O emocionante gol de Walter, em poucos minutos no campo: todo o time, inclusive os reservas foram abraçá-lo.
Isso é Fluminense.
Foto: Nelson Perez.

- Sou fã do talento preciso do Walter. E para mim foi uma alegria tremenda ver seu gol. Contundente, certeiro, fulminante, o tiro de misericórdia que determinou a vitória e goleada.
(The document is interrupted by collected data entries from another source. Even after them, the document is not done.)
PR #3565, opened 2023-06-02
Feature/local pairing preflight

Samyoul:
## What's Changed?

Added a new package `server/pairing/preflight` and a new API endpoint `LocalPairingPreflightOutboundCheck`:

`LocalPairingPreflightOutboundCheck` creates a local TLS server accessible via an outbound network address. The function creates a client and makes an outbound network call to the local server. This function should be triggered to ensure that the device has permissions to access its LAN or to make outbound network calls.

The presumption is that by targeting the `http.Listener` to the device's network address and binding the TLS certificate to the same address that the `http.Client` will be forced to call the OS network interface and make an attempt to make a LAN call. Therefore if the OS requires permissions to make outbound LAN calls this preflight will trigger this before any critical path is interrupted.

## Why Change?

An attempt to address iOS network interface detecting outbound private network calls and triggering a permissions request. See https://stackoverflow.com/a/64242745 .


siddarthkay (approved):

qfrank (approved):
LGTM except the lint issue❤️

smohamedjavid (approved):

PR #3566, opened 2023-06-02
feat: expose account created at

alaibe:


multiaccounts/accounts/database.go
```diff
@@ -338,7 +341,9 @@ func (db *Database) processKeypairs(rows *sql.Rows) ([]*Keypair, error) {
 		if accClock.Valid {
 			acc.Clock = uint64(accClock.Int64)
 		}
-
+		if accCreatedAt.Valid {
+			acc.CreatedAt = accCreatedAt.Time.Unix()
```
saledjenic: @alaibe wdyt of using `UnixMilli()` instead for higher precision?

saledjenic (approved):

Ei, Walter, se não for para você postular uma vaga na Seleção Brasileira - que é o que me parece - não emagreça, não! E sinta-se convidado a comer o bacalhau do Porto, que conheces bem, na minha casa, regada à batatas, azeitonas, o melhor azeite do mundo e, claro, vinho. (risos).



Bola murcha!


É possível vencer de 3x0 o time do mal e ainda ter uma bola murcha para apontar? Não seria se no seu clube não trabalhasse o Renato Gaúcho. E mais uma vez, ele fez declaração de amor ao Flamengo, afirmando ser adorado pelos rubro-negros e concluindo: "-Tenho certeza que um dia ainda irei trabalhar lá."

Um desrespeito ao clube que o idolatra, que tem as ortas abertas - pelo Celso Barros - para ele sempre. Assim me senti, desrespeitada como tricolor, quando li a matéria, publicada ontém, adivinhem onde? No GloboEsporte.com


Respeito é bom, e o Fluminense MERECE, Renato.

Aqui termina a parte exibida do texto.